### [About this task]
Beneath this task are records; count the lines among them that contain the word "telling" and answer with the number only.

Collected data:
PR #251, opened 2022-07-12
Add option to warn victims of teamkills via AutoTKWarn plugin

SeanWalsh95:
alternate solution to PR #250

### DIFF
--- a/squad-server/plugins/auto-tk-warn.js
+++ b/squad-server/plugins/auto-tk-warn.js
@@ -16,11 +16,6 @@ export default class AutoTKWarn extends BasePlugin {
         description: 'The message to warn attacking players with.',
         default: 'Please apologise for ALL TKs in ALL chat!'
       },
-      warnVictim: {
-        required: false,
-        description: 'Should we nottify the the victim, telling them that they were teamkilled via a warning message',
-        default: false
-      },
       victimMessage: {
         required: false,
         description: 'The message that will be sent to the victim',
@@ -44,11 +39,11 @@ export default class AutoTKWarn extends BasePlugin {
   }
 
   async onTeamkill(info) {
-    if (info.attacker) {
-      this.server.rcon.warn(info.attacker.steamID, this.options.attackerMessage);
+    if (info.attacker && this.options.attackerMessage) {
+      await this.server.rcon.warn(info.attacker.steamID, this.options.attackerMessage);
     }
-    if (this.options.warnVictim && info.victim) {
-      this.server.rcon.warn(info.victim.steamID, this.options.victimMessage);
+    if (info.victim && this.options.victimMessage) {
+      await this.server.rcon.warn(info.victim.steamID, this.options.victimMessage);
     }
   }
 }
--- a/squad-server/plugins/auto-tk-warn.js
+++ b/squad-server/plugins/auto-tk-warn.js
@@ -11,17 +11,17 @@ export default class AutoTKWarn extends BasePlugin {
 
   static get optionsSpecification() {
     return {
-      attacker_message: {
+      attackerMessage: {
         required: false,
         description: 'The message to warn attacking players with.',
         default: 'Please apologise for ALL TKs in ALL chat!'
       },
-      warn_victim: {
+      warnVictim: {
         required: false,
         description: 'Should we nottify the the victim, telling them that they were teamkilled via a warning message',
         default: false
       },
-      victim_message: {
+      victimMessage: {
         required: false,
         description: 'The message that will be sent to the victim',
         default: 'You were killed by your own team.'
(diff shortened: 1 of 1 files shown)


squad-server/plugins/auto-tk-warn.js
```diff
@@ -11,10 +11,20 @@ export default class AutoTKWarn extends BasePlugin {
 
   static get optionsSpecification() {
     return {
-      message: {
+      attacker_message: {
```
Thomas-Smyth: This should be camel case, i.e. `attackerMessage`.

squad-server/plugins/auto-tk-warn.js
```diff
@@ -11,10 +11,20 @@ export default class AutoTKWarn extends BasePlugin {
...
         required: false,
-        description: 'The message to warn players with.',
+        description: 'The message to warn attacking players with.',
         default: 'Please apologise for ALL TKs in ALL chat!'
+      },
+      warn_victim: {
```
Thomas-Smyth: As above.

squad-server/plugins/auto-tk-warn.js
```diff
@@ -11,10 +11,20 @@ export default class AutoTKWarn extends BasePlugin {
...
+        required: false,
+        description: 'Should we nottify the the victim, telling them that they were teamkilled via a warning message',
+        default: false
+      },
+      victim_message: {
```
Thomas-Smyth: As above.

squad-server/plugins/auto-tk-warn.js
```diff
@@ -34,8 +44,11 @@ export default class AutoTKWarn extends BasePlugin {
   }
 
   async onTeamkill(info) {
-    if (!info.attacker) return;
-
-    await this.server.rcon.warn(info.attacker.steamID, this.options.message);
+    if (info.attacker) {
+      this.server.rcon.warn(info.attacker.steamID, this.options.attacker_message);
+    }
+    if (this.options.warn_victim && info.victim) {
```
Thomas-Smyth: We can probably do away with the `warn_victim` and just do it based on whether the message is defined or not - which means they do not need to be required.

```js
if (info.attacker && this.options.attackerMessage) {
  await this.server.rcon.warn(info.attackers.steamId, this.options.attackerMessage);
}

if (info.victim && this.options.victimMessage) {
  await this.server.rcon.warn(info.attackers.steamId, this.options.victimMessage);
}
```

Thomas-Smyth (changes requested):

squad-server/plugins/auto-tk-warn.js
SeanWalsh95: oops I've been writing python too long

squad-server/plugins/auto-tk-warn.js
SeanWalsh95: I was wondering is the await necessary? wouldn't one warning request just block the other until it gets a response?

Thomas-Smyth: Yeah, that's true, we can probably do without them.

squad-server/plugins/auto-tk-warn.js
```diff
@@ -11,10 +11,15 @@ export default class AutoTKWarn extends BasePlugin {
...
-      message: {
+      attackerMessage: {
         required: false,
-        description: 'The message to warn players with.',
+        description: 'The message to warn attacking players with.',
         default: 'Please apologise for ALL TKs in ALL chat!'
+      },
+      victimMessage: {
+        required: false,
+        description: 'The message that will be sent to the victim',
```
Thomas-Smyth: Can we add a full stop please?

Thomas-Smyth (changes requested):

squad-server/plugins/auto-tk-warn.js
```diff
@@ -11,10 +11,15 @@ export default class AutoTKWarn extends BasePlugin {
...
+      attackerMessage: {
         required: false,
-        description: 'The message to warn players with.',
+        description: 'The message to warn attacking players with.',
         default: 'Please apologise for ALL TKs in ALL chat!'
+      },
+      victimMessage: {
+        required: false,
+        description: 'The message that will be sent to the victim.',
+        default: 'You were killed by your own team.'
```
Thomas-Smyth: One last thing, I think we should default this to `null` so it's not enabled by default.

Thomas-Smyth (changes requested):

squad-server/plugins/auto-tk-warn.js
SeanWalsh95: yeah that was the original reason for the separate flag I'll set it to null and comment out the suggested message

IgnisAlienus:
I'm closing out my PR, #250 , for this since this one is here.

### [Solution]
3